Child marriage has consequences for children. Health studies conducted show that young women have greater risks in pregnancy than older women due to their premature bodies and smaller pelvises. Child marriages that result in pregnancy in South Sudan contributed to the high maternal mortality rate in the country. The maternal mortality rate in South Sudan is 2,054 deaths for every 100,000 births.

Female children attend school at lower rates than their male counterparts and have lower literacy rates. Girls drop out of school at a very high percentage compared to their male counterparts because it is believed that traditional marriage is better than obtaining an education. South Sudan has a 76% rate of out-of-school girls, making it the highest in the world. In South Sudan, 6.2% of girls complete primary school, and 20.4% drop out of secondary school because of early marriage and pregnancy. In total, there are roughly 2.2 million out of a total of 3.7 million children in the country who are not enrolled in school.

Additionally, girls who are married early have unequal power relations with their husbands. Forced marriage and child marriage mean women endure high rates of domestic violence. Domestic violence in child brides is standard, and 88% of women have experienced or witnessed violence in a partnership. An individual who refuses to marry can face repercussions such as abuse, being excluded from Sudanese society, and face imprisonment.
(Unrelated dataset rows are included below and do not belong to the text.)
PR #1464, opened 2021-08-05
ENH: RunEngine `__call__` returns plan value

### LINKED ISSUE #1457: Proposal: Save or return the plan's return value after RunEngine.__call__
## Current Behavior

The RunEngine returns the run UID, or list of run UIDs for the plan that was run.
`uids = RE(plan(*plan_args))`
The actual return value of the plan is jettisoned into space without being saved, stored, cached, or returned in any way (as far as I can tell).

## Reasons for Change

Every plan can return values, that can be consumed by _other_ plans. This is crucial in adaptive plans, such as the simple examples in the [bluesky tutorial](https://blueskyproject.io/bluesky/tutorial.html#adaptive-logic-in-a-plan).

More complex plans that do peak finding, signal/motor optimization, and sample alignment may have multiple layers of adaptive plans chained together via return values. As an example, my sample alignment plan calls several edge finding plans, each of which calls a signal maximization plan.

There is currently no way to run a plan and get the return value. So I can't test any of the nested plans independently (i.e, just run the signal maximization plan, check the return value to make sure it is correct, then test the edge finding plan, check that return value, etc etc). It would be both convenient, and arguably more consistent, if the RunEngine returned the top-level plan's return value. This would allow for better debugging and interactive use, for example a user could run `max_signal_position = RE(find_maximum(dets, x_motor))` and note the best motor position for use in other plans, etc.

## Possible Solutions

The most straightforward solution would be to change `RunEngine.__call__` so that the top level plan's return value is returned by the RunEngine. Unfortunately this would be a fundamental API change, breaking any scripts that actually did rely on getting the UIDs of the plans that ran.

An alternative would be to store the return value as an attribute of the RunEngine, so that it could be accessed when needed, such as `last_return_val = RE.ret`

Or it could be saved in the run metadata.

cjtitus:
`RunEngine` now accepts a flag at initialization that will cause `__call__` to return either a uid list (the default) or pass through the return value of the plan it run

## Description

`RunEngine.__init__` has received a new argument that lets the user choose have `__call__` return either the UID list (current behaviour) or the plan return value.

`__call__`, `_run`, `resume`, and `_resume_task` have been modified to grab the plan's return value and pass it on if requested. If a plan fails to return anything (due to an error), the sentinel value of object() is returned. (to distinguish from plans that simply return None)
## Motivation and Context

This enhancement makes it vastly easier to test plans that have a return value. This is especially critical for testing sub-plans independently from the top-level plans that consume their values.

It also opens up the ability for plans to return information that could be useful to interactive users

## How Has This Been Tested?

All tests are currently passing on my local machine

- I need to decide on return values for halt(), stop(), and abort(). Should they just return object() (assuming the flag is set)?
- I also need to add tests to Bluesky that check whether or not the correct values are being returned in various circumstances.
- I would like to discuss whether or not we should add a warning about this flag. @tacaswell suggests that we warn users who do not explicitly set the flag

closes #1457


bluesky/run_engine.py
```diff
@@ -215,6 +215,12 @@ def block(ev: Threading.Event) -> None:
            - Matplotlib is imported and using a nbagg or ipympl backend (
              wait on the event and poll to push updates to the browser)
 
+    call_returns_uid: bool, optional, default True
```
tacaswell, line 218: Maybe do this as 

```
call_return_type : str, optional {'uids', 'plan_return'}
```

which is a bit more "self documenting" and does not paint us into a corner if in the future we decide we want a third different return type!

bluesky/run_engine.py
```diff
@@ -880,8 +897,10 @@ def _resume_task(self, *, init_func=None):
                 init_func()
 
             if self._task_fut is None or self._task_fut.done():
-                return
-
+                try:
+                    return self._task_fut.result()
+                except:
+                    return object()
```
tacaswell, line 903: you will want to create this once at the top of this file like

```
NO_PLAN_RETURN = object()
```

so that later you can do

```
ret = RE(...) 
if ret is NO_PLAN_RETURN:
    ...
else:
   ...
```

bluesky/run_engine.py
```diff
@@ -1251,6 +1274,7 @@ async def _run(self):
         self._reason = ''
         # sentinel to decide if need to add to the response stack or not
         sentinel = object()
+        plan_result = sentinel
```
tacaswell, line 1277: probably use a different sentinel here?

tacaswell:
Can you also add a few tests that this works as expected?

This is looking good!

bluesky/run_engine.py
cjtitus: What scope would this be in? In this example would you have run `from bluesky import NO_PLAN_RETURN`?

tacaswell:
The test failure looks transient and un-elated.

bluesky/run_engine.py
cjtitus: Yes, I will use `NO_PLAN_RETURN` instead

bluesky/run_engine.py
tacaswell: That is one option.

I could also see doing this as a instance variable on the RE (so it can have a nice repr and "know" who its RE is etc) so you could do

```
ret = RE(...)
if ret is not RE.NO_PLAN_RETURN:
 ....
```

tacaswell:
`stop`, `abort`, and `halt` should probably all play by the same rules as `__call__` and `resume` in terms of what they return.  Good catch thinking of those!

bluesky/run_engine.py
cjtitus: What would the default behavior be if the user passed something different from `'uids'` or `'plan_return'`? I can think of two options -- either we check `call_return_type in ['uids', 'plan_return']` at the top of the initialization and throw an error if something different is passed in, or we do
```
if call_return_type == 'plan_return':
    return plan_result
else:
    return tuple(self._run_start_uids)
```
and just make returning a uid list the default for any string value besides `'plan_return'`

bluesky/run_engine.py
cjtitus: Should I shove the definition of `NO_PLAN_RETURN` into `bluesky/utils/__init__.py`?

cjtitus:
There are two things to do with testing. I need to 
- Test that return values work
- Test that switching to return values hasn't broken any of the normal tests?

I'm probably going to add a `RE_plan_return()` fixture to conftest.py. The question is -- do I want to run this version of the RE through some of the normal tests? If so, how many, and how do I accomplish this (parametric testing?) In theory, I have written the code so that the only path that isn't being tested by the "normal" tests is
```        
if self._call_return_type == 'plan_return':
    return plan_return
else:
    return tuple(self._run_start_uids)`
```
And all other behavior is identical. So if you believe that which branch you take of this if-statement won't affect anything in the current tests, then I just need to add tests to make sure that the return values are correct. Otherwise, we need to discuss how many/which tests should be run on the plan_return version of the RunEngine.

tacaswell:
You can parameterize the RE fixture to run every test 2x.  That will help find which tests it breaks :)

cjtitus:
Predictably, `test_force_stop_exit_status(bail_func, status, RE)` fails when you don't return the uids list. This test pauses the run engine, calls either resume, stop, halt, or abort, and checks that the returned UID is still correct.

I can modify the test so that it only runs on the "uids" fixture, and not the "plan_return" fixture for now.

cjtitus:
Ahh shoot, didn't test all the things, only ran test_run_engine.py, so I'll test everything and fix.

cjtitus:
Ok, so every test that fails, fails because the test tried to do 
```
d = DocCollector()
rs, = RE(some_test_plan(), d.insert)
```
and then usually some assert with `d.descriptor[rs]`

For all of these cases, I think you can get rs the way that `test_exceptions_exit_status` does it, via `rs = d.start[0]['uid']`. Does this make sense as a change to make to all of these tests that were getting the uids from the RunEngine?

tacaswell:
If I recall correctly, part of what we were testing with `DocCollector` is that the documents that came out were the right documents!  I would mark those with a `pytest.skipif` for now and then we can think about the best way to deal with this going forward (which might be to re-write the plans in those tests to return a list of uids?)

cjtitus:
I think this could be accomplished by just changing `@run_decorator` to return a list rather than a string, but perhaps a change for another day...

tacaswell:
Changing `@run_decorator` might be too big of a change to consider.

cjtitus:
`@run_decorator` really just needs to wrap its _current_ return value in a list, and then most built-in plans will then always return exactly what they would have returned before I made this PR.

Right now, I can't imagine that many people are capturing the return value from `@run_decorator` are they? If you're typing `RE(scan([dets], motor, ...))`, the `@run_decorator` is what's returning a value, but it's currently just discarded. Maybe I'll propose that as a separate enhancement (one day) and people can debate there.

tacaswell:
I know we have some cases like this on the floor:

```python

def my_plan(...):
    uid = yield from bp.scan(...)
    if uid is not None:
        hdr = db[uid]

```

which would be broken by changing the return type of `@run_decorator` to be a list from a string.

bluesky/run_engine.py
```diff
@@ -354,14 +360,15 @@ def setup_run_permit():
...
+        self.NO_PLAN_RETURN = object()
 
         if during_task is None:
             during_task = DefaultDuringTask()
         self._during_task = during_task
 
         # The RunEngine keeps track of a *lot* of state.
         # All flags and caches are defined here with a comment. Good luck.
-
+        self._call_return_type = call_return_type  # should __call__ return UID or plan value
```
tacaswell, line 371:
```suggestion
        self._call_return_type = call_return_type  # should __call__ return UIDs or plan value
```

bluesky/run_engine.py
```diff
@@ -929,6 +949,16 @@ def _resume_task(self, *, init_func=None):
                     if (exc is not None
                             and not isinstance(exc, _RunEnginePanic)):
                         raise exc
+                    # Only try to get a result if there wasn't an error,
+                    # (other than a cancelled error)
+                    if exc is None:
```
tacaswell, line 954: I don't think we need this conditional as the `if exc is not None` above will bail out of the function in all cases that would not go through this branch?

bluesky/tests/test_run_engine.py
```diff
@@ -1412,15 +1415,23 @@ def test_force_stop_exit_status(bail_func, status, RE):
...
 
-    assert len(d.start) == 1
-    assert d.start[0]['uid'] == rs
-    assert len(d.stop) == 1
-    assert d.stop[rs]['exit_status'] == status
+    if RE._call_return_type == 'plan_return':
+        if bail_func == "resume":
+            assert rs != RE.NO_PLAN_RETURN
+        else:
+            assert rs == RE.NO_PLAN_RETURN
```
tacaswell, line 1428:
```suggestion
            assert rs is RE.NO_PLAN_RETURN
```

bluesky/tests/test_run_engine.py
```diff
@@ -1412,15 +1415,23 @@ def test_force_stop_exit_status(bail_func, status, RE):
...
-    rs, = getattr(RE, bail_func)()
+    rs = getattr(RE, bail_func)()
 
-    assert len(d.start) == 1
-    assert d.start[0]['uid'] == rs
-    assert len(d.stop) == 1
-    assert d.stop[rs]['exit_status'] == status
+    if RE._call_return_type == 'plan_return':
+        if bail_func == "resume":
+            assert rs != RE.NO_PLAN_RETURN
```
tacaswell, line 1426:
```suggestion
            assert rs is not RE.NO_PLAN_RETURN
```

tacaswell:
I think this is technically sound (but I left a few line comments).  I think this is ready for wider review, in particular the choice of names!

We should also decide how heavily we want to advertise this in the docs.  It might be worth "soft launching" this feature with just the docstring, seeing how it goes in practice, and then highlighting it in the tutorials / narrative?

untzag:
Disclaimer: I truly have no context of the broader picture here. I have never actually used an adaptive plan and don't know how return values work in constructing such things.

I don't like the idea of a RE with highly dynamic method signatures. This PR introduces complex new behavior that every developer building on top of Bluesky must account for. I would prefer to see the RE behavior formalized and "locked down" (including type hinting eventually)... that's what I think the ecosystem needs if Bluesky is going to become a shared technology across a wide variety of contexts.

I prefer your other idea of adding an attribute to the RE like `last_plan_returned`. Developers can simply ignore that attribute.

Zooming out, do we _need_ to change the RE at all? Since plans are just generators, you can just pass them as objects and wrap them... I tried this on my machine with copy-pasted class from Stack Overflow [1] and it works perfectly as far as I can tell. Here's the script I ran for full context:

```python
import bluesky
from bluesky import plans
import yaqc_bluesky

class Generator:
    def __init__(self, gen):
        self.gen = gen

    def __iter__(self):
        self.value = yield from self.gen

RE = bluesky.RunEngine()
sensor = yaqc_bluesky.Device(39900)
my_plan = Generator(plans.count([sensor], 5))
out = RE(my_plan)
print(out)
print(my_plan.value)
```

A little bit of extra work, true... but totally doable. If you're primarily thinking about testing, you could probably use some magic with fixtures and singletons to automatically wrap your plans. There are probably other ideas out there that are even more clever---there's some awesome patterns around generator usage and I'm just a beginner with that kind of syntax.

[1] https://stackoverflow.com/a/34073559

untzag (approved):
Approving because I don't see anything wrong with the implementation. If y'all want this behavior go for it :smile: 

I think holding off on documenting the behavior is fine, but I would raise an issue at least so that documentation actually happens in the future.

bluesky/run_engine.py
cjtitus: A non-none exec could, at this point, still be a _RunEnginePanic, which would not get raised by
` if (exec is not None and not isinstance(exec, _RunEnginePanic)):`
If exec is a runtime panic, bad things happen when trying to get `self._task_fut.result()`

There may be more elegant combinations of conditionals and try/except statements, but this one at least passes all the tests, and leaving out that conditional causes it to fail on the stopped/aborted tests.

cjtitus:
@untzag I should say that the plans don't necessarily have to be adaptive like the AI in "bluesky-adaptive", or even like plans that make decisions mid-scan for return values to be helpful. For instance, sometimes it is very useful to scan a motor, monitor a detector, and find the motor position that yields the maximum detector value. It is easier to have the plan itself deal with the details of how to find the maximum, rather than having a separate function that has to extract the data from a databroker and do fitting. Therefore, a plan should be able to return a value somehow, otherwise you have no way to actually use the fit value that the plan found.

@tacaswell and I discussed various solutions to this problem, and having a `last_plan_return` attribute of the RunEngine was one idea, but I believe our conclusion was that "less state is better". If we get push-back on this, and people think that it would be better to introduce a new attribute, all of the code that I have just written will still be useful, as it is needed to consistently deal with interrupts. But instead of returning the value, we would stash it in `last_plan_return`. 

I do think that there is an overall consistency to having the RunEngine act like a `yield from` statement. With this PR, calling
`ret = RE(plan())` acts conceptually like `ret = yield from plan()`, in that you get the value of the last return statement.

We also aren't sure how much the returned UIDs are used "in the wild". If you use them anywhere, that would certainly be helpful to know.

klauer:
I haven't been following this too closely, so keeping that in mind, throwing in my 2c:

What if I want the run starts UIDs _and_ the return value?
Could instead there just be a custom return type that is easily accepted by type checkers and yet also largely backward-compatible - without opting in to get return values?
e.g.,
```python
@dataclass
class PlanRunResult:
    run_start_uids: typing.Tuple[str, ...]
    result: typing.Any

    # behave like the run start UID tuple
    def __iter__(self):
        yield from self.run_start_uids

    # omitting __len__, __repr__, etc. that would make this compliant/useful
```

The `uids is not None` case above seems like it should just be changed to be backward-incompatible. If there are no UIDs to return, it should just be an empty tuple and then a falsey-check would be sufficient.

tacaswell:
I have come to the conclusion that returning the list of uids rather than the return of the plan was a bad idea as
it is dropping a communication channel on the floor (which we are super careful to never do inside plans).
it also leads to terrible things like setting up "Peaks" on the bec, aliasing `peaks = bec.peak_stats` into the user namespace and then we end up with users doing
```
> RE(some_plan)
> peaks.cntr   # MAGIC!
```

it would be much better if we could do

```
> peaks = RE(some_plan)
```

this comes up a lot on beamlines that do "rock the motor go to the peak" alignment

Accepting that we need to provide a way to get the the return value out, the options I thought of were:
 1. embrace the side band! (which what @untzag  suggested)
flag-day switch of the return type
what is proposed here (which is a bit sock-puppet written by me through significant slack discussions)
(edited)
2:55
I think 1 is "too odd" and as cjtitus points out it seems nice that ret = RE(plan) and ret = yield from plan ryhme so well
2:55
2 runs the risk of major breakage on the floor and is a non-starter
2:57
hence we landed on 3 so we can test this out, see how it feels, etc and then long-term move to it being the default (some chain like "can opt in", "can opt in and we warn if you dont", "have to opt-out", "we warn if you opt out", "removed"

ZLLentz:
First, I agree that the uids are not the optimal return type. I don't use them at all.

Everything in this pull requests seems good as implemented, and I would not object to a merge, but I'd like to echo Ken's suggestion as a better path forward. What if somebody wants additional information from the RE return later, in a way we can't envision yet?  In general I like to discourage multiple return types on principle because it makes working with these methods confusing.

Side-thoughts: most plans don't have an obvious value to return, unlike something like getting the peak. What should the return type of `bp.scan` be, for example? If I switch to the return value mode, and I see something like a `4` return from an arbitrary scan, how should I interpret that? Or am I expecting to modify my plans to return a well-keyed dict or a plan-specific data type? Or I suppose most of these returning `None` is fine.

In cases like this, a standard dataclass with uid, plan succeeded/failed, inital call args, etc. would be the most useful thing to see represented in `IPython`. But maybe there's a follow-up PR embedded here.

cjtitus:
@klauer that's certainly an interesting idea that shouldn't be too hard to prototype. I _was_ wondering about the case where someone wants both values, but didn't want to over-complicate things by making an object. Right now, you could check `_run_start_uids`, but this is exactly the sort of state that @tacaswell would like to eliminate.

It could be a good idea to roll the exit status into this as well, which is currently set in `RunEngine._exit_status`. This is exactly the kind of state that I was trying to avoid by returning plan values directly rather than in a `RunEngine.last_plan_return`. If we implemented a `PlanReturnResult` object, it could incorporate `run_start_uids`, `result`, and `exit_status`, and any other last-plan-state-saving variables that we might want to remove.

However, there is an elegant simplicity in simply returning the _result_, and not some complicated object. I would be open to trying to implement a return class if we decide that it is the correct decision.

untzag:
Thanks for the clarification @tacaswell, as anticipated I didn't appreciate the broader context. Knowing that the intention is to ultimately phase out the option in favor of always returning plan output makes me less afraid of long-term consequences from this change.

I still vote for a dataclass for extensibility. Perhaps rather than trying to fake backwards compatibility like @klauer suggested we could just make a really simple vanilla dataclass and move towards it while gradually phasing out existing behavior.

cjtitus:
Having just seen the comment from @ZLLentz, I think that plans returning `None` is fine, but the documentation should probably be modified to note the return value. Of course, plans currently return `None` for precisely the reason that this PR was opened -- if there is no way to get the plan return value, why return anything at all? Maybe clever people will find sensible things for some of the built-in plans to return.

Most built-in plans don't actually return `None` however, because any plan that has an inner function wrapped by @run_decorator will actually return a single uid. So `scan` will actually return the uid already, and most built-in single-run plans will do the same. This is currently not mentioned in the documentation, as it is not really relevant right now.

Expecting plans to return some complex dictionary or data structure sounds like too much. Plans that have a logical value to return should be able to return it, (and document it!) plans that don't logically return anything should not return anything.

I would be interested to see what @danielballan thinks about this, but I believe he's on vacation.

tacaswell:
> What if somebody wants additional information from the RE return later, in a way we can't envision yet?

That is part of why I think we should get the RE out of the way and return what ever the plan returns (like dask.delayed or asyncio tasks).

If we are going to with a rich object, maybe we want to track how futures / asyscio tasks work and return a rich object that has methods to get the result, the exception, the RE it came from, ect.  This would map `RE.__call__` <-> `loop.create_task()` which is not a terrible analogy.  I have a another half thought of adding a message for "please run this (sub) plan in the background" think the people who want to oscillate a sample underneath data collection or run "cheat" flyscans where you take data as fast as you can in the main plan while the background plan runs you through some trajectory (which you can totally do now, but you end up mixing the trajectory logic with the "please take data logic" in a way that is un pleasing (to me)) 

----

I am still in favor of doing the "opt-in -> opt-out -> remove" path as no matter what we land on as the _right_ thing to return is, I am pretty confident that the tuple of uids is the _wrong_ thing and we are still small enough that we can get away with a hard (but gentle) break on this.

cjtitus:
One additional thing I will note is that not all plans actually have a UID. A UID is a property of a _run_, which is really a specific type of plan (one wrapped by `@run_decorator`). If you just call `RE(mv(motor1, value))`, there's no UID created, so it just returns `()` currently. In some sense you can't get the RE out of the way if you ever want to return a UID list, because the RE is what's tracking the UIDs from the plans during `_open_run`. Otherwise, you'd need plans to start keeping track of UIDs themselves.

Returning a UIDs list is one of those things that seems really nice (why wouldn't you want to know, for sure, what the UID of your data is?), but nobody really uses in practice, and adds some complication (the need to save internal state in the RunEngine), and isn't general (not all plans generate a UID).

I will have to look again at the results objects that asyncio returns. Making it analogous to asyncio tasks sounds nice, but not that many people use asyncio, so it may not be a helpful analogy for many. Is there a reason we would want to have people call a result() method rather than access a result attribute? I guess in the case where there is no return, (like in an aborted plan) you could raise an exception, but I'm not convinced this is the best idea, or useful (I'm also not convinced it's _not_ the best idea, and it _could_ be useful).

cjtitus:
I am going to prototype the `dataclass` implementation of a simple return object that has the `run_start_uids`, `result`, and `exit_status` and see where that gets me.

ZLLentz (approved):
Pre-emptively adding my approval, I do like this update and have been thinking about what return values I want to include in my own plans.

prjemian:
My 2c.  Never use the uids returned from `RE(plan())`.  I like @klauer's data class idea but wonder if a dict might be the more flexible return type, given that our ideas on this may evolve further in the coming years of use.  What's the downside of such a dict?

cjtitus:
@prjemian I believe it's less about downsides and more about the _upsides_ of having a static, type-checkable dataclass, rather than a dictionary whose keys could be anything that we dream up. I don't think it would be harder to add a data class attribute than add a dictionary key. I wasn't envisioning any ability to add keys at runtime, so either way the RunEngine code needs to be modified to change the return values. I think @klauer and @untzag seem gung-ho about type-checking, so maybe they can chime in if I am incorrect.

klauer:
Well, ignoring TypedDict from 3.8+: mutable mappings are much more free-form and (in my opinion) clunkier to deal with than a good-old attribute-having object such as a dataclass instance.  In either case, a new attribute to the return type would be trivial.

cjtitus:
Is there any reason not to be maximalist about what goes in the RunEngineReturn dataclass? So far we have discussed:
* uids list
* plan result
* exit status
But one could easily imagine also returning
* _exception
* _interrupted
* _reason
Which just about rounds out the list of per-call RE state. Presumably these are all currently private because it is inadvisable to reach into the guts of the RunEngine and try to get information about state that gets cleared every call. But if we shove them into a return dataclass, then you have a safe way to access all possible information about the plan that was just run!

cjtitus:
Does Bluesky use dataclasses anywhere? I'm failing on Python 3.6 tests because dataclasses wasn't introduced until 3.7. However, there is a backport for 3.6. Is there some compatibility trick that we already use that I can replicate?

untzag:
@cjtitus if it helps, this syntax can be used for version-specific dependencies 

https://github.com/bluesky/bluesky/blob/master/requirements.txt#L10

klauer:
> Is there any reason not to be maximalist about what goes in the RunEngineReturn dataclass?

Good point - not that I can see. If we all agree this return type is a good thing (which it seems we mostly do), I'd say the more information, the better.

tacaswell:
By NEP29 we really should drop py36, but have been holding onto it out of concern for any facilities who have been slow to upgrade.

cjtitus:
I have added `_interrupted`, `_reason`, and `_exception` into the `RunEngineResult`. 

As an aside, it would really be nice for someone to fix the stochastic failure of test_table_external, or else skip it or mark it as an expected failure.

danielballan:
I was on vacation all last week and missed the action so far. I like the way this discussion has evolved. I will do a detailed implementation review in the next week or two.

bluesky/run_engine.py
```diff
@@ -42,6 +44,16 @@ class _RunEnginePanic(Exception):
...
 
 
+@dataclass
+class RunEngineResult():
+    run_start_uids: typing.Tuple[str]
+    plan_result: typing.Any
+    exit_status: str
+    interrupted: bool
+    reason: str
+    exception: typing.Any  # could be exception or None
```
ksunden, line 54:
```suggestion
    exception: typing.Optional[Exception]
```

bluesky/run_engine.py
```diff
@@ -42,6 +44,16 @@ class _RunEnginePanic(Exception):
     ...
 
 
+@dataclass
+class RunEngineResult():
+    run_start_uids: typing.Tuple[str]
```
ksunden, line 49:
```suggestion
    run_start_uids: typing.Tuple[str, ...]
```

This change allows variable length tuples by default the existing code would have only type checked for 1-tuples

cjtitus: Oh great, thanks for catching. I'm a bit new at type hints, and I guess they aren't actually checked by anything in the tests.

cjtitus:
I changed the `call_return_type` flag from a string to a boolean, which seems much simpler. It is now called `call_returns_result`, and the code and documentation have been changed to reflect this minor refactor. I added back in one more test that I forgot to parametrize, so I don't think any tests are skipped anymore.

I updated documentation, and added an entry for The `RunEngineResult` on the RunEngine API Documentation page, so that people can figure out what the heck you get from `__call__` now.

bluesky/run_engine.py
```diff
@@ -215,6 +244,13 @@ def block(ev: Threading.Event) -> None:
            - Matplotlib is imported and using a nbagg or ipympl backend (
              wait on the event and poll to push updates to the browser)
 
+    call_returns_result : bool, default True
+        A flag that controls the return value of __call__.
+        If ``True``, the ``RunEngine`` will return a :class:``RunEngineResult`` object that
+        contains information about the plan that was run. If ``False``, the
+        ``RunEngine`` will return a list of uids.
```
danielballan, line 251:
```suggestion
        ``RunEngine`` will return a tuple of uids.
```

bluesky/run_engine.py
```diff
@@ -724,6 +774,9 @@ def __call__(self, *args, **metadata_kw):
         -------
         uids : list
```
danielballan, line 775:
```suggestion
        uids : tuple
```

bluesky/run_engine.py
```diff
@@ -1106,6 +1183,14 @@ def abort(self, reason=''):
         """
         Stop a running or paused plan and mark it as aborted.
 
+        Returns
+        -------
+        uids : list
```
danielballan, line 1188:
```suggestion
        uids : tuple
```

bluesky/run_engine.py
```diff
@@ -1132,13 +1217,25 @@ async def _abort_coro(self, reason):
...
+        else:
+            return tuple(self._run_start_uids)
 
     def stop(self):
         """
         Stop a running or paused plan, but mark it as successful (not aborted).
 
+        Returns
+        -------
+        uids : list
```
danielballan, line 1233:
```suggestion
        uids : tuple
```

bluesky/run_engine.py
```diff
@@ -1161,12 +1258,25 @@ async def _stop_coro(self):
...
+        else:
+            return tuple(self._run_start_uids)
 
     def halt(self):
         '''
         Stop the running plan and do not allow the plan a chance to clean up.
 
+        Returns
+        -------
+        uids : list
```
danielballan, line 1274:
```suggestion
        uids : tuple
```

danielballan (approved):
I only found a minor docstring issue. Looks good.

danielballan:
I will merge this on Friday if there is no objections raised.

untzag:
Personally I really like this implementation, thanks @cjtitus :smile:  

Consider recording your intent to change default behavior in the docstring and/or sphinx. Personally I might even add an invisible warning right now for those with `call_returns_result=False`.

cjtitus:
I'll sneak a notification about the intended default behavior change into the RunEngine docstring, and leave it up to @danielballan when/how they want to add warnings and when they want to switch the default.

cjtitus:
Ok, hopefully that's the last change (just documentation!) before merge.

cjtitus:
Somehow a test that has never failed before, and is totally unrelated, failed on only the 3.6 build. (test_descriptor_layout_from_monitor in test_new_examples.py). No idea what that's about. Hopefully it can just be ignored.

danielballan:
Thanks @cjtitus .

I think we should move _real_ slow on this. One release with no warnings at all while we kick the tires, then (invisible) `PendingDeprecationWarning`, then (visible) `UserWarning`, then flip the default.

tacaswell:
Congrats @cjtitus !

Regarding dowry, a woman's value depends on the dowry that she brings and not the formal education that she receives, creating hardships for child brides. In South Sudan, marriage is governed by legally recognized customary law, which is based on local customs and cultural practices. Divorce is difficult for women under customary law, and dowries must be repaid to the husband's family if divorce occurs, resulting in the child's family has a financial incentive to keep the child in the marriage. Customary courts prefer to stray away from divorce despite a pattern of abuse on behalf of husbands. Since independence in 2011, South Sudanese women have begun to advocate for more autonomy over themselves. Overall, women who live in urban settings are subjected to child marriage, unwanted pregnancies, educational barriers, and economic barriers.

== Combating child marriage ==
South Sudan ratified the Convention on the Rights of the Child (CRC) which emphasizes the right of children to be protected from harm including child marriage. The Child Act of 2008 offers children protection from the harmful practice of child marriage. The Transitional Constitution states that each child has the right to protection from harmful societal practices, and outlines that anyone under the age of 18 is considered a child legally.

Many organizations have been created throughout South Sudan and the world to help combat child marriage. UNICEF (United Nations International Children's Emergency Fund) and the South Sudanese government have collaborated on the National Strategic Action Plan with the aim to end the practice by 2030. The government of South Sudan has signed onto many international initiatives such as the African Charter on the Rights and Welfare of the Child and the African Charter on Human and People's Rights of Women in Africa.